P3xflag cmv10 expression plasmid

Full-length cDNAs of Tmsb10 and Kras was amplified by PCR with sets of primers (Supplementary Table 7), and were used to construct p3xFLAG-TMSB10 and pCMV-HA-KRAS expression plasmids, respectively. The p3xFLAG-CMV10 expression plasmid (Sigma-Aldrich) was used as a control study.

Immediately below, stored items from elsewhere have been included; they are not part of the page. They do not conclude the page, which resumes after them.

Issue #2048, opened 2026-09-03
Define versioned session persistence across process recreation


aranhave:
## Problem

The built-in Android session manager only keeps its state in memory, so normal process recreation loses the current session record.

At [`feaf191f`](https://github.com/open-telemetry/opentelemetry-android/commit/feaf191fe130ee458cfb0ca13f827b3a23e01971), [`SessionManager`](https://github.com/open-telemetry/opentelemetry-android/blob/feaf191fe130ee458cfb0ca13f827b3a23e01971/android-agent/src/main/kotlin/io/opentelemetry/android/agent/session/SessionManager.kt) uses [`InMemorySessionStorage`](https://github.com/open-telemetry/opentelemetry-android/blob/feaf191fe130ee458cfb0ca13f827b3a23e01971/android-agent/src/main/kotlin/io/opentelemetry/android/agent/session/InMemorySessionStorage.kt). [`OpenTelemetryRumInitializer`](https://github.com/open-telemetry/opentelemetry-android/blob/feaf191fe130ee458cfb0ca13f827b3a23e01971/android-agent/src/main/kotlin/io/opentelemetry/android/agent/OpenTelemetryRumInitializer.kt#L147-L161) therefore starts each new process with an empty session manager.

This issue is limited to sequential recreation of an app that initializes OpenTelemetry in one process. General support for apps running the SDK in several processes at the same time is out of scope.

## Proposed API

Build on the pluggable [`SessionProvider` configuration proposed in #2046](https://github.com/open-telemetry/opentelemetry-android/pull/2046) instead of adding a separate persistence flag. A built-in persistent implementation could be selected through the session DSL:

```kotlin
session {
    provider {
        persistentSessionProvider(...)
    }
}
```

This is an example rather than a settled API. #2046 is still discussing the exact shape and naming of the provider configuration.

When no provider is selected, applications keep the current built-in in-memory behavior. Persistence is opt-in by selecting the built-in persistent provider. The storage type and record remain private.

### Provider responsibilities

The provider boundary must be agreed before implementation. In the current #2046 proposal, supplying a provider bypasses the built-in `SessionManager` and its lifecycle timeout handler. We need to choose whether:

1. the persistent provider owns ID generation, expiry, lifecycle input, storage, and observer publication; or
2. the public hook selects storage beneath the built-in manager, which continues to own lifecycle and session transitions.

[...]

PR #2061, opened 2026-09-11
feat(session): allow custom storage in the DSL

aranhave:
Part of #2048, following the [SIG discussion](https://github.com/open-telemetry/opentelemetry-android/issues/2048#issuecomment-5622292142).

Adds `session { storage(myStorage) }` using the existing session manager. The in-memory default, expiry, activity tracking and observers stay unchanged. The existing storage interface and new setter are marked incubating.

This is the configuration hook, not session restoration. The manager still writes an empty session at startup and never reads storage. Storage implementations handle their own failures; disk storage and restart policy stay separate.

 Tier 4: public API addition.

### DIFF
--- a/android-agent/src/main/kotlin/io/opentelemetry/android/agent/dsl/SessionConfiguration.kt
+++ b/android-agent/src/main/kotlin/io/opentelemetry/android/agent/dsl/SessionConfiguration.kt
@@ -5,6 +5,9 @@
 
 package io.opentelemetry.android.agent.dsl
 
+import io.opentelemetry.android.Incubating
+import io.opentelemetry.android.agent.session.InMemorySessionStorage
+import io.opentelemetry.android.agent.session.SessionStorage
 import io.opentelemetry.android.session.SessionObserver
 import kotlin.time.Duration
 import kotlin.time.Duration.Companion.hours
@@ -14,6 +17,7 @@ import kotlin.time.Duration.Companion.minutes
  * Type-safe config DSL that controls how sessions should behave.
  */
 @OpenTelemetryDslMarker
+@OptIn(Incubating::class)
 class SessionConfiguration internal constructor() {
     /**
      * The maximum duration which a session can remain open in the background before it
@@ -25,6 +29,19 @@ class SessionConfiguration internal constructor() {
      * The maximum duration which a session can remain open before it automatically expires.
      */
     var maxLifetime: Duration = 4.hours
+
+    internal var sessionStorage: SessionStorage = InMemorySessionStorage()
+        private set
+
+    /**
+     * Replaces the default in-memory storage without changing session generation, expiry, or
+     * observers. This does not restore sessions across launches; see [SessionStorage] for the
+     * startup and failure contract. If called more than once, the last storage supplied is used.
+     */
+    @Incubating
+    fun storage(storage: SessionStorage) {
+        sessionStorage = storage
+    }
 
     private var observersList: MutableList<SessionObserver> = mutableListOf()
 
--- a/android-agent/src/main/kotlin/io/opentelemetry/android/agent/session/SessionManager.kt
+++ b/android-agent/src/main/kotlin/io/opentelemetry/android/agent/session/SessionManager.kt
@@ -12,7 +12,6 @@ import io.opentelemetry.android.session.SessionProvider
 import io.opentelemetry.android.session.SessionPublisher
 import io.opentelemetry.sdk.common.Clock
 import java.util.concurrent.CopyOnWriteArrayList
-import java.util.concurrent.atomic.AtomicReference
 import kotlin.random.Random
 import kotlin.time.Duration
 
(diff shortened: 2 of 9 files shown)


android-agent/src/main/kotlin/io/opentelemetry/android/agent/session/SessionManager.kt
```diff
@@ -86,11 +87,13 @@ internal class SessionManager(
             timeoutHandler: SessionIdTimeoutHandler,
             sessionConfig: SessionConfig,
             clock: Clock,
+            sessionStorage: SessionStorage = InMemorySessionStorage(),
         ): SessionManager =
             SessionManager(
                 timeoutHandler = timeoutHandler,
                 maxSessionLifetime = sessionConfig.maxLifetime,
                 clock = clock,
+                sessionStorage = sessionStorage,
```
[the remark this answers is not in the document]
aranhave: Fixed in 221745ed. Session changes now stay serialized through the save and observer callbacks, with the timeout reset before either runs. Added regression tests for slow storage, notification ordering and reentrant session reads.

android-agent/src/main/kotlin/io/opentelemetry/android/agent/session/SessionManager.kt
```diff
@@ -24,45 +24,35 @@ internal class SessionManager(
...
-        // Check if we need to create a new session.
-        return if (sessionHasExpired(currentSession) || timeoutHandler.hasTimedOut()) {
-            val newId = idGenerator.generateSessionId()
-            val newSession = SessionImpl(newId, clock.now())
-
-            // Atomically update the session only if it hasn't been changed by another thread.
-            if (session.compareAndSet(currentSession, newSession)) {
-                sessionStorage.save(newSession)
+    override fun getSessionId(): String =
+        synchronized(lock) {
```
benjoseph-grafana: Can we use a double check here and not lock unless necessary?

android-agent/src/main/kotlin/io/opentelemetry/android/agent/session/SessionManager.kt
```diff
@@ -24,45 +24,35 @@ internal class SessionManager(
...
 ) : SessionProvider,
     SessionPublisher {
-    private val session: AtomicReference<Session> = AtomicReference(invalidSession)
+    private val lock = Any()
+    private var session: Session = invalidSession
     private val observers = CopyOnWriteArrayList<SessionObserver>()
 
     init {
-        sessionStorage.save(session.get())
+        sessionStorage.save(session)
```
benjoseph-grafana: I think we should drop this save in init, with persisted storage, this will overwrite previous session info.

benjoseph-grafana (commented):
@aranhave do you think this is worth a mention in the changelog?

android-agent/src/main/kotlin/io/opentelemetry/android/agent/session/SessionManager.kt
aranhave: Added the double-check so normal reads avoid the lock, while storage and observer updates stay ordered.

android-agent/src/main/kotlin/io/opentelemetry/android/agent/session/SessionManager.kt
aranhave: Removed it. Construction now leaves storage untouched. the first new session still replaces the stored value.

aranhave:
> @aranhave do you think this is worth a mention in the changelog?

Yes 💯 , added an entry under Unreleased for the storage hook.

benjoseph-grafana (approved):

android-agent/src/main/kotlin/io/opentelemetry/android/agent/dsl/SessionConfiguration.kt
```diff
@@ -26,6 +30,19 @@ class SessionConfiguration internal constructor() {
...
+    internal var sessionStorage: SessionStorage = InMemorySessionStorage()
+        private set
+
+    /**
+     * Replaces the default in-memory storage without changing session generation, expiry, or
+     * observers. This does not restore sessions across launches; see [SessionStorage] for the
+     * startup and failure contract. If called more than once, the last storage supplied is used.
+     */
+    @Incubating
+    fun storage(storage: SessionStorage) {
```
fractalwrench, line 42: This module is declared stable right now so I think it's worth discussing in the SIG how we handle adding new APIs. I would be ok with this approach, but I can't speak for everyone else.

android-agent/src/main/kotlin/io/opentelemetry/android/agent/session/SessionManager.kt
```diff
@@ -24,43 +24,47 @@ internal class SessionManager(
...
+                val newId = idGenerator.generateSessionId()
+                val newSession = SessionImpl(newId, clock.now())
+                // Readers must wait until storage and observers finish the transition.
+                transitionInProgress = true
+                try {
+                    session = newSession
+                    // Storage and observers may record telemetry that reads the session again.
+                    timeoutHandler.bump()
+                    sessionStorage.save(newSession)
+                    notifyObserversOfSessionUpdate(latestSession, newSession)
```
fractalwrench, line 59: I'm a little wary of invoking user code whilst under a lock, particularly if it could take a long time to perform an operation like writing to disk.

LikeTheSalad: +1

android-agent/src/main/kotlin/io/opentelemetry/android/agent/dsl/SessionConfiguration.kt
LikeTheSalad: I'm also ok with this approach. Though if we go with it, I think it'd be useful to have some policy about how long things can stay "incubating" to avoid leaving them like that forever.

aranhave: @fractalwrench @LikeTheSalad @breedx-splk I was out for the last SIG, so I may have missed an update. Did this come up? Happy to discuss async here: are we comfortable adding this as `@Incubating`, and when should we revisit it for stabilization? We can take any remaining questions to the next SIG.

android-agent/src/main/kotlin/io/opentelemetry/android/agent/session/SessionManager.kt
aranhave: Storage and observer callbacks now run outside the lock, so concurrent reads don’t wait for them. Saves and notifications still run in order. Added regression tests for slow callbacks, expiry and failures.

android-agent/src/main/kotlin/io/opentelemetry/android/agent/dsl/SessionConfiguration.kt
LikeTheSalad: We didn't talk about it in the previous SIG, but I think this is a sensible approach that we can always remove later, so I'm fine with keeping this incubating annotation.

LikeTheSalad (approved):
Thank you!

fractalwrench (approved):
LGTM

PR #2062, opened 2026-09-11
Add module and instructions for using opentelemetry-kotlin API

fractalwrench:
## Goal

Adds a new module named `agent-api-ktx` which provides the ability to use opentelemetry-kotlin's API in opentelemetry-android.

### How to use it
This module is opt-in and should be added as a dependency to the build.gradle:

```kotlin
dependencies {
    implementation("io.opentelemetry.android:agent-api-ktx")
}
```

The module exposes an extension property on `OpenTelemetryRum` named `openTelemetryKotlin` which exposes opentelemetry-kotlin's API. An example of what this might look like is shown below:

```kotlin
@OptIn(ExperimentalApi::class)
fun example(rum: OpenTelemetryRum) {
    val otel = rum.openTelemetryKotlin

    val logger = otel.loggerProvider.getLogger("my_logger")
    logger.log("Hello, World!")

    val tracer = otel.tracerProvider.getTracer("my_tracer")
    tracer.startSpan("my_span").end()
}
```

### How it works

opentelemetry-kotlin can run in regular mode or ['compat' mode](https://opentelemetry.io/docs/languages/kotlin/getting-started/#use-compatibility-mode). Compat mode decorates an instance of the opentelemetry-java SDK with the Kotlin API which means there should be no change in underlying behavior or where telemetry is sent, and makes it easy to adopt the API piecemeal.

opentelemetry-kotlin achieves this by declaring its API in a separate module, which is then implemented in two separate modules for compat/regular mode.

In future this could allow for the implementation to be switched behind the scenes without imposing any breaking API changes on the library consumer. 

### Why ktx?

Modules with the `-ktx` suffix are widely used in the [Android ecosystem](https://developer.android.com/kotlin/ktx) to retrofit Kotlin APIs onto APIs that were originally designed for Java. They tend to provide syntactic sugar.

An opt-in extension property felt like the right balance as it avoids us committing to adding to the `OpenTelemetryRum` interface ourselves right now, and leaves the option in future while longer-term we decide what happens to Java types on that interface.

### Does anything need to change first?

The `Clock` parameter is inaccurate in the returned Kotlin API because opentelemetry-android uses a custom implementation. https://github.com/open-telemetry/opentelemetry-kotlin/pull/1034 will allow us to address the problem.

### DIFF
--- a/agent-api-ktx/README.md
+++ b/agent-api-ktx/README.md
@@ -1,0 +1,49 @@
+# Agent API Kotlin extensions
+
+Optional module that exposes the
+[opentelemetry-kotlin](https://github.com/open-telemetry/opentelemetry-kotlin) API from an existing
+`OpenTelemetryRum` instance.
+
+> **Not stable.** This module may change its API or
+> be removed in any release, with no deprecation cycle. opentelemetry-kotlin is itself pre-1.0.
+
+## Installation
+
+```kotlin
+dependencies {
+    api(platform("io.opentelemetry.android:opentelemetry-android-bom:<version>-alpha"))
+    implementation("io.opentelemetry.android:agent-api-ktx") // Version is resolved through the BOM
+}
+```
+
+## Usage
+
+```kotlin
+import io.opentelemetry.android.OpenTelemetryRum
+import io.opentelemetry.android.openTelemetryKotlin
+import io.opentelemetry.kotlin.ExperimentalApi
+
+@OptIn(ExperimentalApi::class)
+fun example(rum: OpenTelemetryRum) {
+    val otel = rum.openTelemetryKotlin
+
+    val logger = otel.loggerProvider.getLogger("my_logger")
+    logger.log("Hello, World!")
+
+    val tracer = otel.tracerProvider.getTracer("my_tracer")
+    tracer.startSpan("my_span").end()
+}
+```
+
+`@OptIn` is required for most calls as opentelemetry-kotlin APIs are mostly marked `@ExperimentalApi`.
+See the [upstream getting started guide](https://opentelemetry.io/docs/languages/kotlin/getting-started/)
+for an alternative approach that opts in globally through Kotlin's compiler options.
+
+## What you get
+
+`openTelemetryKotlin` returns the *compat* implementation of opentelemetry-kotlin: a Kotlin API that
+delegates to the OpenTelemetry Java SDK the agent already configures. Spans,
+logs and metrics recorded through it flow through the same processors and exporters as telemetry
+recorded through `OpenTelemetryRum.openTelemetry`, and the two APIs can be used side by side.
+
+The same instance is returned on every access.
--- a/agent-api-ktx/src/main/kotlin/io/opentelemetry/android/OpenTelemetryRumKtx.kt
+++ b/agent-api-ktx/src/main/kotlin/io/opentelemetry/android/OpenTelemetryRumKtx.kt
@@ -1,0 +1,41 @@
+/*
+ * Copyright The OpenTelemetry Authors
+ * SPDX-License-Identifier: Apache-2.0
+ */
+
+@file:OptIn(ExperimentalApi::class)
+
+package io.opentelemetry.android
+
+import io.opentelemetry.kotlin.ExperimentalApi
+import io.opentelemetry.kotlin.OpenTelemetry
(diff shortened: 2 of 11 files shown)


agent-api-ktx/src/main/kotlin/io/opentelemetry/android/OpenTelemetryRumKtx.kt
```diff
@@ -0,0 +1,41 @@
...
+ * with an `-alpha` version suffix. opentelemetry-kotlin is itself pre-1.0 and every type reachable
+ * from [OpenTelemetry] is marked [ExperimentalApi], so both this property and the API it exposes
+ * may change or be removed in any release, with no deprecation cycle. Opt in with
+ * `@OptIn(ExperimentalApi::class)` to acknowledge that.
+ */
+@ExperimentalApi
+val OpenTelemetryRum.openTelemetryKotlin: OpenTelemetry
+    get() =
+        synchronized(compatLock) {
+            compatInstances.getOrPut(this) { openTelemetry.toOtelKotlinApi() }
```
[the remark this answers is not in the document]
fractalwrench: Addressed in https://github.com/open-telemetry/opentelemetry-kotlin/pull/1034, will update this PR once that PR ships

bidetofevil (approved):
Very very nice

gradle/libs.versions.toml
```diff
@@ -3,6 +3,7 @@ opentelemetry-instrumentation-alpha = "2.31.1-alpha"
 #opentelemetry-instrumentation = "2.9.0" // alpha bom includes non-alpha bom
 opentelemetry-contrib = "1.60.0-alpha"
 opentelemetry-semconv-kotlin = "0.7.0"
+opentelemetry-kotlin = "0.7.0"
```
aranhave, line 6: The 0.7.0 adapter loses the active parent: a Kotlin `startSpan("child")` inside a Java span exports a new root trace. I reproduced this locally; passing `parentContext = otel.context.implicit()` keeps it connected. Could we pick up an upstream fix or document that workaround before recommending side-by-side use?

agent-api-ktx/src/main/kotlin/io/opentelemetry/android/OpenTelemetryRumKtx.kt
aranhave, line 40: The adapter applies `startSpan { setStringAttribute(...) }` attributes after Java has already sampled the span. With an attribute-based sampler, my Java span was exported but the equivalent Kotlin span was dropped. Could we include this in the upstream compat fixes?

agent-api-ktx/README.md
```diff
@@ -0,0 +1,49 @@
...
+import io.opentelemetry.android.OpenTelemetryRum
+import io.opentelemetry.android.openTelemetryKotlin
+import io.opentelemetry.kotlin.ExperimentalApi
+
+@OptIn(ExperimentalApi::class)
+fun example(rum: OpenTelemetryRum) {
+    val otel = rum.openTelemetryKotlin
+
+    val logger = otel.loggerProvider.getLogger("my_logger")
+    logger.log("Hello, World!")
```
aranhave: `logger.log(...)` doesn't exist in 0.7.0, so this example fails to compile. Could we use `logger.emit(...)` instead? That compiles locally. The PR description has the same call.

aranhave (commented):
Thanks, Jamie! This looks great. I’ve left a few things to address before merging, with the details inline.

gradle/libs.versions.toml
fractalwrench: Upstream fix here: https://github.com/open-telemetry/opentelemetry-kotlin/pull/1047

agent-api-ktx/src/main/kotlin/io/opentelemetry/android/OpenTelemetryRumKtx.kt
fractalwrench: Upstream fix here: https://github.com/open-telemetry/opentelemetry-kotlin/pull/1051

aranhave (approved):
Few conflicts, but otherwise LGTM!

LikeTheSalad (approved):
Cheers! 🚀

aranhave (approved):
LGTM! 🎖️

PR #2063, opened 2026-09-11
Convert thermal state instrumentation to use opentelemetry-kotlin Logger API

fractalwrench:
## Goal

This changeset converts the thermal state instrumentation to use opentelemetry-kotlin's Logger API. This change does not affect library consumers of the library and is an internal-only change. It builds on #2062 so only the second commit contains the details relevant to instrumentation, which [can be viewed in isolation here](https://github.com/open-telemetry/opentelemetry-android/pull/2063/changes/0a660d8a2b4f7dc1870554e0c4b8dee5977b978b).

As a recap, opentelemetry-kotlin can run in regular mode or ['compat' mode](https://opentelemetry.io/docs/languages/kotlin/getting-started/#use-compatibility-mode). Compat mode decorates an instance of the opentelemetry-java SDK with the Kotlin API which means there should be no change in underlying behavior or where telemetry is sent.

For context, the generated code in the semconv directory now looks like this:

```kotlin
/** Emits this event through the opentelemetry-kotlin [logger], including any [additionalAttributes]. */
fun emit(
    logger: OtelKotlinLogger,
    additionalAttributes: (AttributesMutator.() -> Unit)? = null,
) {
    logger.emit(eventName = DEVICE_THERMAL_STATUS_CHANGE_EVENT_NAME) {
        setStringAttribute(ANDROID_THERMAL_THROTTLING_STATUS, androidThermalThrottlingStatus)
        additionalAttributes?.invoke(this)
    }
}
```


bidetofevil (approved):
LGTM

semconv/templates/registry/kotlin/kotlin_event_template.kt.j2
```diff
@@ -51,4 +63,25 @@ class {{ my_class_name }}(
             .setAllAttributes(attributes.build())
             .emit()
     }
+{%- if ctx.kotlin_logger_emit %}
+
+    /** Emits this event through the opentelemetry-kotlin [logger], including any [additionalAttributes]. */
+    fun emit(
```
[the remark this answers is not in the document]
bidetofevil: Seems reasonable

agent-api-ktx/README.md
```diff
@@ -0,0 +1,49 @@
...
+import io.opentelemetry.android.OpenTelemetryRum
+import io.opentelemetry.android.openTelemetryKotlin
+import io.opentelemetry.kotlin.ExperimentalApi
+
+@OptIn(ExperimentalApi::class)
+fun example(rum: OpenTelemetryRum) {
+    val otel = rum.openTelemetryKotlin
+
+    val logger = otel.loggerProvider.getLogger("my_logger")
+    logger.log("Hello, World!")
```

To construct a donor plasmid for CRISPR/Cas9 technology, an 849-bp fragment upstream from the first ATG and an 849-bp fragment downstream from the first ATG of the Tmsb10 gene was amplified from the C57BL/6 genome. These fragments were used as the 5' and 3' homologous arms. mCherry tagged with human influenza hemagglutinin (HA) and Thoseaasigna virus 2A (T2A) at the N-and C-terminal sites (HA-mCherry-T2A), respectively, was synthesized as follows. A DNA fragment encoding mCherry was amplified from pmCherry-N1 (Clontech, Palo Alto, CA, USA) and inserted into the EcoRI/BglII site of pCMV-HA (Takara, Shiga, Japan) to generate pCMV-HA-mCherry. Thereafter, the plasmid was subjected to PCR with a 3' primer containing the T2A sequence to generate the HA-mCherry-T2A fragment. The primers used for amplification of the fragments are listed in Supplementary Table 7. Then, these three fragments (5' homologous arm, HA-mCherry-T2A, and 3' homologous arm) were inserted into the SalI/EcoRI site of the pBluescript II KS+ using an In-Fusion HD cloning kit (Clontech) (Supplementary Fig. 3).